[streaming replication] 9.1.3 streaming replication bug ?

Поиск

Список

Период

Сортировка

От	乔志强
Тема	[streaming replication] 9.1.3 streaming replication bug ?
Дата	9 апреля 2012 г. 07:33:43
Msg-id	E81554BCB8813E49A8916AACC0503A850B4A913E@lc-shmail3.SHANGHAI.LEADCORETECH.COM обсуждение исходный текст
Ответ на	Re: 9.1.3 Standby catchup mode (Adrian Klaver <adrian.klaver@gmail.com>)
Ответы	Re: [streaming replication] 9.1.3 streaming replicationbug ? Re: [streaming replication] 9.1.3 streaming replication bug ? Re: [streaming replication] 9.1.3 streaming replication bug ?
Список	pgsql-general

Дерево обсуждения

I use postgresql-9.1.3-1-windows-x64.exe on windows 2008 R2 x64.

1 master and 1 standby. The standby is a synchronous standby use streaming replication (synchronous_standby_names =
'*',archive_mode = off), the master output:
 
       standby "walreceiver" is now the synchronous standby with priority 1
the standby output:
       LOG:  streaming replication successfully connected to primary

Then run the test program to write and commit large blob(10 to 1000 MB bytes rand size) to master server use 40
threads(40sessions) in loop,
 
The Master and standby is run on the same machine, and the client run on another machine with 100 mbps network.


But after some minutes the master output:
       requested WAL segment XXX has already been removed
the standby output:
       FATAL:  could not receive data from WAL stream: FATAL:  requested WAL segment XXX
            has already been removed


Question:
Why the master deletes the WAL segment before send to standby in synchronous mode? It is a streaming replication bug ?


I see if no standby connect to master when synchronous_standby_names = '*', 
all commit will delay to standby connect to master.
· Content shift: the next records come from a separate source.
Issue #4200, opened 2023-10-25
Avoid transfers scanning for wallet accounts which have never been used


rasom:
related to https://github.com/status-im/status-go/issues/3833 

We don't need to check history per account if
1) the multiacc was generated and 12 words mnemonic has never been shown
2) the address of the account wasn't shown/copied/shared

tbd how syncing affects it

rasom:
places where address is shown/shared so far

Communities

Sharing addresses when joining a community:
https://www.figma.com/file/qHfFm7C9LwtXpfdbxssCK3/Kuba⎜Desktop---Communities?type=design&node-id=31461-563897&mode=design&t=i4DlMVX8BtMt3xe9-4

Wallet Settings

User has full visibility over their OWN full account strings anywhere in Wallet settings
https://www.figma.com/file/idUoxN7OIW2Jpp3PMJ1Rl8/⚙%EF%B8%8F-Settings-%7C-Desktop?type=design&node-id=18442-536894&mode=design&t=bHA4aqootsgXZ99T-4

context menu allows copying address and showing address QR:
https://www.figma.com/file/idUoxN7OIW2Jpp3PMJ1Rl8/⚙%EF%B8%8F-Settings-%7C-Desktop?type=design&node-id=18442-529258&mode=design&t=bHA4aqootsgXZ99T-4

Wallet
Address QR dialog
https://www.figma.com/file/FkFClTCYKf83RJWoifWgoX/Wallet-v2?type=design&node-id=13049-456457&mode=design&t=RaV4PRYApXbS7Lfg-4

Copying address from right-click of account list https://www.figma.com/file/FkFClTCYKf83RJWoifWgoX/Wallet-v2?type=design&node-id=13909-410577&mode=design&t=RaV4PRYApXbS7Lfg-4

PR #4325, opened 2023-11-15
[#4200] Avoid tx watching for addresses which were not exposed

rasom:
needed for #4200

Client side changes will be added separately, meanwhile is it hidden behind the `mnemonicCheckEnabled` flag, so the wallet works as usually.

- columns/props are named `MnemonicWasNotShown`/`AddressWasNotShown`, negation is used, to make sure that when it default to `false` everything still works as expected
- when local pairing happens `MnemonicWasNotShown` is set to `true`, tracking it after pairing might be too complicated
- `MnemonicWasNotShown` is false for keycard accounts, also for accounts which were restored via mnemonic


saledjenic:
> when local pairing happens MnemonicWasNotShown is set to true, tracking it after pairing might be too complicated

@rasom this depends if the mnemonic was revealed on the device the user is syncing from or not. So not always true, not always false.

api/geth_backend.go
```diff
@@ -1352,6 +1352,7 @@ func (b *GethStatusBackend) generateOrImportAccount(mnemonic string, customizati
 	if mnemonic == "" {
 		settings.Mnemonic = &info.Mnemonic
 		settings.OmitTransfersHistoryScan = true
+		settings.MnemonicWasNotShown = true
```
saledjenic: If the mnemonic is empty, means we're restoring an account using the seed phrase, which implies that the seed phrase is known, doesn't that need to set `settings.MnemonicWasNotShown` to `false` instead?

api/geth_backend.go
```diff
@@ -1377,6 +1378,10 @@ func (b *GethStatusBackend) generateOrImportAccount(mnemonic string, customizati
 		Name:      walletAccountDefaultName,
 	}
 
+	if mnemonic == "" {
+		walletAccount.AddressWasNotShown = true
```
saledjenic, line 1382: The same thing here.

multiaccounts/settings/columns.go
```diff
@@ -452,7 +452,11 @@ var (
 		dBColumnName:   "omit_transfers_history_scan",
 		valueHandler:   BoolHandler,
 	}
-
+	MnemonicWasNotShown = SettingField{
```
saledjenic, line 455: Do we need this field at all, cause non-empty `mnemonic` means the same, that mnemonic was not shown?

multiaccounts/settings/database.go
```diff
@@ -613,6 +616,14 @@ func (db *Database) MnemonicRemoved() (result bool, err error) {
 	return result, err
 }
 
+func (db *Database) GetMnemonicWasNotShown() (result bool, err error) {
+	err = db.makeSelectRow(MnemonicWasNotShown).Scan(&result)
```
saledjenic, line 620: As mentioned above, instead of adding new field we can just have this:
```
func (db *Database) GetMnemonicWasNotShown() (result bool, err error) {
	mnemonic, err := db.Mnemonic()
	if err != nil {
		return result, err 
	}
	result = len(mnemonic) > 0
	return
}
```

api/geth_backend.go
```diff
@@ -2294,6 +2299,19 @@ func (b *GethStatusBackend) GetActiveAccount() (*multiaccounts.Account, error) {
...
+	if b.account == nil {
+		return errors.New("master key account is nil in the GethStatusBackend")
+	}
+
+	accountDB, err := accounts.NewDB(b.appDB)
+	if err != nil {
+		return err
+	}
+
+	return accountDB.MnemonicWasShown()
```
saledjenic, line 2312: Covered in [this](https://github.com/status-im/status-go/pull/4325#issuecomment-1831926033).

api/geth_backend.go
rasom: on contrary, if this `mnemonic` is not empty then we are restoring an account, otherwise we will have it in `info` or something `¯\_(ツ)_/¯`

api/geth_backend.go
rasom: and same answer

multiaccounts/settings/columns.go
rasom: sure we do, because `MnemonicWasNotShown` should be set to false even if user has not finished backing up flow. So that if it had appeared on the screen it is wasted

multiaccounts/settings/database.go
rasom: answered there

rasom:
@saledjenic 
> @rasom this depends if the mnemonic was revealed on the device the user is syncing from or not. So not always true, not always false.

I realize that, but also tracking it after pairing seems a bit more complicated than I would want it to be, so if it ever will be needed we can work on it separately later. It is just simpler to mark it as seen when pairing happens.

api/geth_backend.go
saledjenic: I overlooked the function name, that's not the function the desktop app is using at all.

If it's as you said _"if this mnemonic is not empty then we are restoring an account"_ then all good.

multiaccounts/settings/columns.go
saledjenic: Yes, makes sense.

saledjenic:
> @saledjenic
> 
> > @rasom this depends if the mnemonic was revealed on the device the user is syncing from or not. So not always true, not always false.
> 
> I realize that, but also tracking it after pairing seems a bit more complicated than I would want it to be, so if it ever will be needed we can work on it separately later. It is just simpler to mark it as seen when pairing happens.

Sounds ok to me. It simply means that fetching history improvements will be applied only to the "main device", the one user used to create a Status account, but not for other devices synced from it.

saledjenic (approved):
@rasom don't forget to update the version file once you're about to merge it.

It is good.

Use a bigger wal_keep_segments?  But I think the master should keep all WAL segments not sent to online standby (sync
orasync).
 
wal_keep_segments shoud be only for offline standby. 

If use synchronous_standby_names for sync standby, if no online standby, all commit will delay to standby connect to
master,
 
So wal_keep_segments is only for offline async standby actually.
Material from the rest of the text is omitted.